:: SOURCE MATERIAL

PR #1800, opened 2026-04-06
Fixes: Exclude deleted properties from the SQL query for geojson

### LINKED ISSUE #1769: Duplicate in the Entity GeoJSON representation API response
Hello!

I just installed version **2026.1.0** and it seems there is a duplicate in the API response that retrieves the geometry in GeoJSON format.

The endpoint `GET /v1/projects/{projectId}/datasets/{name}/entities/{uuid}/geojson` returns a FeatureCollection type **with 2 features of the same geometry**.

Similarly, when entities are displayed on the map from the front, the entity counter **counts twice as many entities**.

Thank you for all the work you've done!

sadiqkhoja:
Closes getodk/central#1769

Added tests and manual verification

Fixes the issue. Other option is to remove the join with `ds_properties` altogether because I don't think it is possible to create an entity with the data that includes non-existent properties.

I think similar fix is required in `getDatasetProperties` of `analytics.js`. Will create a separate PR for that if required.

No

No

### DIFF
--- a/lib/model/query/geo-extracts.js
+++ b/lib/model/query/geo-extracts.js
@@ -184,6 +184,10 @@ const getEntityFeatureCollectionGeoJson = (datasetPK, odataQuery, limit=null, se
                 ds.id = ${datasetPK}
                 AND
                 (dsprops.name, dsprops."datasetId") = ('geometry', ds.id)
+                AND
+                dsprops."deletedAt" IS NULL
+                AND
+                dsprops."publishedAt" IS NOT NULL
               )
               INNER JOIN entities ON (
                   entities."datasetId" = ds.id
--- a/test/integration/api/datasets.js
+++ b/test/integration/api/datasets.js
@@ -8437,6 +8437,48 @@ describe('datasets and entities', () => {
         });
     }));
 
+    // Bug getodk/central#1769
+    it('should not return duplicate features when geometry property has been soft-deleted and re-created', testService(async (service) => {
+      const asAlice = await service.login('alice');
+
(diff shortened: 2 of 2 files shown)


lib/model/query/geo-extracts.js
```diff
@@ -184,6 +184,10 @@ const getEntityFeatureCollectionGeoJson = (datasetPK, odataQuery, limit=null, se
                 ds.id = ${datasetPK}
                 AND
                 (dsprops.name, dsprops."datasetId") = ('geometry', ds.id)
+                AND
+                dsprops."deletedAt" IS NULL
+                AND
+                dsprops."publishedAt" IS NOT NULL
```
sadiqkhoja, line 190: adding `publishedAt` clause is not strictly necessary to add. I couldn't think of any case where it might cause similar problem because we don't have ability to unpublish a property. At the same time I think there is no harm in adding the clause here. I am open to remove it if there is any objection.

ktuite (approved):

sadiqkhoja:
talked with @ktuite on Slack and decided that we don't need to change analytics queries for now.

sadiqkhoja:
Waiting for @brontolosone 's opinion on removing `ds_properties` join, otherwise this PR is ready to be merged.

lib/model/query/geo-extracts.js
brontolosone: Better safe than sorry. If the DB allows for expressing something, it's worth guarding against it if it'd cause problems.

::::

*WORK TASK*.
Give back exactly the lines from the one containing "talked with @ktuite" through the end of the material above, and nothing else.

*WRITTEN ANSWER*.
talked with @ktuite on Slack and decided that we don't need to change analytics queries for now.

sadiqkhoja:
Waiting for @brontolosone 's opinion on removing `ds_properties` join, otherwise this PR is ready to be merged.

lib/model/query/geo-extracts.js
brontolosone: Better safe than sorry. If the DB allows for expressing something, it's worth guarding against it if it'd cause problems.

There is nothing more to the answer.